夏期講習で見つかった苦手単元|夏休み中に直すものを絞る方法

夏期講習も終盤になると、

「苦手な単元が思った以上に多かった。」

という声をよく耳にします。

テストを見返すと、

算数も国語も理科も社会も気になる。

「全部復習しなければ。」

そう思う保護者は少なくありません。

しかし、夏休みには限りがあります。

すべてを完璧にしようとすると、結局どれも中途半端になってしまいます。

だからこそ、この時期に大切なのは「直すものを絞ること」です。


苦手を全部なくそうとしない

夏期講習では、それまで学習した内容を総復習します。

そのため、多くの子どもが新しい苦手や理解不足に気づきます。

これは悪いことではありません。

むしろ、自分の課題が見えたということです。

問題は、そのすべてを夏休み中に解決しようとしてしまうことです。

時間も集中力も限られています。

苦手を全部なくそうとするより、本当に優先すべきものを見極めることが大切です。


優先したいのは「今後も使う単元」

苦手単元には優先順位があります。

まず取り組みたいのは、これから何度も使う単元です。

例えば算数なら、

割合、

比、

速さ、

図形などは、秋以降の学習でも繰り返し使います。

ここが理解できていないと、その先の内容まで難しく感じてしまいます。

一方で、一度学べばしばらく出てこない単元もあります。

すべてを同じ優先順位で考えないことが大切です。


「できない」ではなく「もう少しでできる」を伸ばす

苦手な問題を見ると、

まったく解けない問題ばかりに目が向きがちです。

しかし、短期間で成果が出やすいのは、

「あと少しで正解だった問題」

です。

計算ミスだった。

最後だけ間違えた。

考え方は合っていた。

そうした問題を確実に正解へ変えることが、成績アップにつながります。

完璧を目指すより、「できそうな苦手」を一つずつ減らしていく方が、子どもも自信を持ちやすくなります。


保護者は苦手を増やさない関わり方を

テストを見返していると、

「あれもできていない。
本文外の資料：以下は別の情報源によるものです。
PR #1674, opened 2024-07-18
Verify installation for inspections in the inspection table

andchiind:
I noticed that we were only checking that deck names were matching, but not that the inspections belonged to the right installation. This solves that issue. 

A more permanent solution might be to limit all the mission runs available in the MissionRunsContext to only those of the relevant installation, but this makes it potentially more complicated to switch installations.


betaniat (commented):
LGTM :)

mrica-equinor (approved):
LGTM :)

PR #1676, opened 2024-07-18
Change front page background color

mrica-equinor:


andchiind (approved):
LGTM. Are we also planning on changing the background colour on other pages?

mrica-equinor:
> LGTM. Are we also planning on changing the background colour on other pages?

Yep but didn't want to do everything in one go

PR #914, opened 2021-09-16
Make format_code.sh also format CMake and *.qrc files

### LINKED ISSUE #908: Re-add CMake compatible sort_qmake_file_entries.py script
As mentioned in https://github.com/LibrePCB/LibrePCB/pull/798#pullrequestreview-684494480, once the CMake PR (#798) branch is merged, we should re-add the `sort_qmake_file_entries.py` script.

Comment from @ubruhin:

> Btw, I just realized that with removing `sort_qmake_file_entries.py` the *.qrc files are now no longer sorted as well. So it would be really nice to re-add it - I gave it a try to even sort filenames in `CMakeLists.txt` as well, feel free to copy it from [here](https://gist.github.com/ubruhin/109312152d2298b8adeb7fec7f1ea3d5) :wink: But I could also add it later with a separate PR if you like. My script is for sure not very elegant, but so far it seems to work fine :slightly_smiling_face: 

Blocked by #798.

ubruhin:
Using the [`cmakelang`](https://cmake-format.readthedocs.io/en/latest/index.html) tool to automatically format all CMake files. It's not perfect, but IMHO it's good enough to ensure consistent formatting of all our CMake files. The most important feature is that it sorts all sources passed to `add_executable()` and `add_library()` - this reduces the risk of merge conflicts and makes it easier to add new sources without worrying about formatting and sorting (especially since qtcreator is *not* able to add the sources automatically).

I also removed the "Headers", "Sources" and "Forms" sections since these are actually not needed anymore (previously with qmake, they were needed). So this:

```cmake
add_library(
  ...
  # Sources
  widgets/centeredcheckbox.cpp
  widgets/doublespinbox.cpp

  # Headers
  widgets/centeredcheckbox.h
  widgets/doublespinbox.h

  # Forms
  widgets/centeredcheckbox.ui
  widgets/doublespinbox.ui
)
```

is now converted to this:

```cmake
add_library(
  ...
  widgets/centeredcheckbox.cpp
  widgets/centeredcheckbox.h
  widgets/centeredcheckbox.ui
  widgets/doublespinbox.cpp
  widgets/doublespinbox.h
  widgets/doublespinbox.ui
)
```

which even leads to cleaner diffs when adding new files, since all related files are next to each other.

Any opinion about these changes @dbrgn? Would be great if you could review this PR :slightly_smiling_face: 

I also re-added the ability to format *.qrc files, but this time using `xmlsort` directly within `format_code.sh` instead of a dedicated Python script.

Closes #908.


.cmake-format.py
```diff
@@ -0,0 +1,257 @@
...
+with section("format"):
+
+  # Disable formatting entirely, making cmake-format a no-op
+  disable = False
+
+  # How wide to allow formatted cmake files
+  line_width = 80
+
+  # How many spaces to tab for indent
+  tab_size = 2
```
dbrgn, line 44: If you want to change the indentation, you should update [.editorconfig](https://github.com/LibrePCB/LibrePCB/blob/dc0e9c0a6efb668ce36430fd03a9fd824f68da8d/.editorconfig#L13) as well.

.cmake-format.py
```diff
@@ -0,0 +1,257 @@
...
+# -----------------------------
+# Options affecting formatting.
+# -----------------------------
+with section("format"):
+
+  # Disable formatting entirely, making cmake-format a no-op
+  disable = False
+
+  # How wide to allow formatted cmake files
+  line_width = 80
```
dbrgn, line 41: In my opinion, in general a line width of 100 looks better in many cases (especially because wrapping heuristics need to be used less often), but I don't have a strong opinion.

CMakeLists.txt
```diff
@@ -137,36 +163,43 @@ add_subdirectory(apps/EagleImport)
...
             REGEX "/\.(git|gitattributes|gitignore)$" EXCLUDE
-        )
-    endif()
+    )
+  endif()
 endforeach()
-install(DIRECTORY ${CMAKE_BINARY_DIR}/i18n DESTINATION ${CMAKE_INSTALL_DATAROOTDIR}/librepcb)
+install(DIRECTORY ${CMAKE_BINARY_DIR}/i18n DESTINATION
+                  ${CMAKE_INSTALL_DATAROOTDIR}/librepcb
+)
```
dbrgn, line 205: Hm, this one's weird. Shouldn't `DESTINATION` be on the second line as well? Maybe the formatting tool doesn't understand the structure of the install command.

apps/librepcb-cli/CMakeLists.txt
```diff
@@ -4,59 +4,64 @@ set(CMAKE_AUTOUIC OFF)
 set(CMAKE_AUTORCC OFF)
 
 # Executable
-add_executable(librepcb_cli
-    # When building on macOS, create a bundle
```
dbrgn, line 8: This comment got removed. But I assume it should be self-explanatory.

dbrgn (commented):
In quite some cases I think the CMake code now looks worse than before, but that's always the case with autoformatters 🤷🏻‍♂️ I left a few comments.

.cmake-format.py
ubruhin: Generally I agree, but since we already use a width of 80 in all the hundrets of other files, I like to use the same width also for the project files.

.cmake-format.py
ubruhin: Good point, thanks! -> Updated `.editorconfig`.

CMakeLists.txt
ubruhin: Yeah the install command indeed doesn't work very good, thus I have overridden the install keyword with a custom configuration in `.cmake-format.py` :see_no_evil: I tweaked the config a bit, now it looks better.

apps/librepcb-cli/CMakeLists.txt
ubruhin: Re-added the comment (it's now on the same line as `MACOSX_BUNDLE` and the target name, but I'd say that's OK).

ubruhin (commented):
Thanks for the review! Updated the PR accordingly.

> In quite some cases I think the CMake code now looks worse than before, but that's always the case with autoformatters 🤷🏻‍♂️

Yes, I totally agree :slightly_smiling_face: However, IMO the results of `cmake-format` are good enough that the advantages outweigh the disadvantages :wink:

.cmake-format.py
dbrgn: I don't think our source code files need to match the build system files, but it's your choice.

CMakeLists.txt
dbrgn: Much better 🙂

CMakeLists.txt
```diff
@@ -137,36 +163,45 @@ add_subdirectory(apps/EagleImport)
...
+      DIRECTORY ${d}
+      DESTINATION ${CMAKE_INSTALL_DATAROOTDIR}
+      REGEX "/\.(git|gitattributes|gitignore)$" EXCLUDE
+    )
+  endif()
 endforeach()
-install(DIRECTORY ${CMAKE_BINARY_DIR}/i18n DESTINATION ${CMAKE_INSTALL_DATAROOTDIR}/librepcb)
+install(DIRECTORY ${CMAKE_BINARY_DIR}/i18n
+        DESTINATION ${CMAKE_INSTALL_DATAROOTDIR}/librepcb
+)
```
dbrgn, line 207: One last thing: Why is the format of this `install` different than the one above (inside the `if`)? (In my opinion the version above looks better, but I don't have a strong opinion on that.)

dbrgn (approved):

CMakeLists.txt
ubruhin: Hmm I don't know exactly - somehow this can be controlled with the configuration parameters `min_prefix_chars` and `max_prefix_chars` but I still don't understand what they do exactly so I left them at their default value :see_no_evil: 

However, we can enforce wrapping the `install` command by adding it to the `always_wrap` configuration :slightly_smiling_face:  This fixes the inconsistency here and does not change any other file. I'll update the branch accordingly.

ubruhin:
@dbrgn I updated the branch to fix the inconsistent wrapping of `install` commands. Only one `install` command was affected, everything else is not touched by this update.

I'll merge as soon as CI succeeds.

PR #917, opened 2021-09-22
Add DXF import to package-, symbol- and board editors

### LINKED ISSUE #891: Board Editor: Add DXF import
Really Great software!

I though when checking it...the most important is here! But then I could not find any way of importing a PCB shape with reference holes via a DXF file etc. Maybe some other way? Through a picture, PDF, or anything that has the exact sizes to begin the board outline and mounting holes etc.

Nowadays, a design begins at the 3D level after hand and mind sketches, designs are no longer based around the PCB. And PCB sizes needs to be imported from that 3D design somehow. The days of square PCB's are long gone.

Jabba

ubruhin:
## Summary

This adds a DXF import to the package editor, symbol editor and board editor. This is especially useful to import board outlines or package dimensions from a mechanical CAD drawing, to avoid the need to manually draw these polygons.

(Although the symbol editor is not really something mechanical, it might still be useful to import a logo or so.)

Closes #891

## Dialog

The dialog allows to configure how to import the DXF:

- Layer of the imported lines
- Optionally import circles as drills instead of polylines (e.g. for board mounting holes)
- The line width to be used for the imported objects. The layer thickness as defined in the DXF is ignored (I'm not sure if this would even be accessible, but usually the MCAD line width is not directly usable for EDA anyway)
- Additional scale factor, in case the scaling does not work as expected. The importer tries to scale the objects according the measure unit as defined in the DXF, but DXF files can be unitless - for such DXF files, LibrePCB doesn't know how to scale the contained numbers (it will assume millimeters in that case).
- Positioning mode: Either interactive (position defined with mouse click) or by manually specifying coordinates.

image

## Workflow

1. Choose file
2. Choose options
3. Interactive placement (optional)

librepcb-dxf-import

## Limitations

The imported data is not postprocessed in any way - if the DXF is crap, the imported objects will be crap too. For example, if the imported board outline consists of multiple line segments instead of a single, closed polyline, LibrePCB will not convert it to a closed polyline so it might lead to issues when exporting such a file to Gerber. Currently such things should be polished in a MCAD first, before importing the DXF into LibrePCB.

## Implementation

I added the third party library [dxflib](https://www.qcad.org/en/90-dxflib) for parsing the DXF files. This library seems to be the only reasonable choice. It is even available in the package manager of various Linux distributions.

There is also another library [libdxfrw](https://github.com/codelibs/libdxfrw) which looks more feature rich (also supports reading DWG files), but also much more complex. In addition, it does not seem to be available in package managers. So for now, I decided to go with dxflib. AFAIK KiCad and Horizon both use dxflib as well.

The dxflib is added as a Git submodule from the repository here: https://github.com/LibrePCB/dxflib. Patches for LibrePCB are added in https://github.com/LibrePCB/dxflib/pull/1.

I added dxflib to our CMake project files, but it can be unbundled with `UNBUNDLE_DXFLIB`. CI even verifies that unbundling works. The required Docker image patch is added in https://github.com/LibrePCB/docker-librepcb-dev/pull/13.

@dbrgn It would be great if you could take a look at the CMake files, since you are now our CMake expert :smiley: I added the CMake config only with my copy&paste skills, not with CMake skills :see_no_evil:


dbrgn:
Awesome! 🎉

The CMake config looks good to me. I tested the DXF import with an Arduino shield file and that worked fine.

I wonder if it would be possible to detect polylines, and import them as such?

ubruhin:
> The CMake config looks good to me. I tested the DXF import with an Arduino shield file and that worked fine.

Perfect, thanks for reviewing and testing! :tada:

> I wonder if it would be possible to detect polylines, and import them as such?

Probably that would be possible, but I prefer to postpone that improvement to some day later to get the 0.1.6 release done sooner :see_no_evil: If you have a DXF with multiple lines instead of a single polyline, one can already fix that in a MCAD like LibreCAD as a workaround. If the DXF then contains a proper polyline, LibrePCB will import is as a single polygon.

I mean, basically it makes more sense anyway to fix ugly DXF files in a MCAD. An "auto-polishing" feature in LibrePCB would be just "nice to have" to avoid needing to manually fix such DXF files.

dbrgn:
> Probably that would be possible, but I prefer to postpone that improvement to some day later to get the 0.1.6 release done sooner 🙈 

Yes, that makes sense.

> If you have a DXF with multiple lines instead of a single polyline, one can already fix that in a MCAD like LibreCAD as a workaround. If the DXF then contains a proper polyline, LibrePCB will import is as a single polygon.

Ah, I see!

dbrgn (approved):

」

「これも復習しよう。」

と言いたくなることがあります。

しかし、子どもは自分でも苦手を分かっています。

そこへ次々と課題を増やされると、

「何からやればいいか分からない。」

という状態になってしまいます。

そんなときは、

「今、一番直したいところはどこ?」

と聞いてみてください。

子ども自身が優先順位を考えることで、学習への主体性も育っていきます。


苦手を一つ克服すると次も伸びる

苦手単元は、一つ克服すると次の単元も理解しやすくなります。

反対に、苦手を抱えたまま先へ進むと、新しい内容まで難しく感じてしまいます。

夏休み後半は、新しいことを増やす時期ではありません。

これまでの学習を整理し、秋へ向けた土台を作る時期です。

だからこそ、苦手を絞ることが、その後の大きな成長につながります。


まとめ

夏期講習で苦手が見つかることは悪いことではありません。

大切なのは、そのすべてを直そうとすることではなく、優先順位を決めることです。

これからも使う単元。

あと少しで理解できそうな問題。

そんな「伸びる苦手」から取り組むことで、夏休み後半の学習はより効果的になります。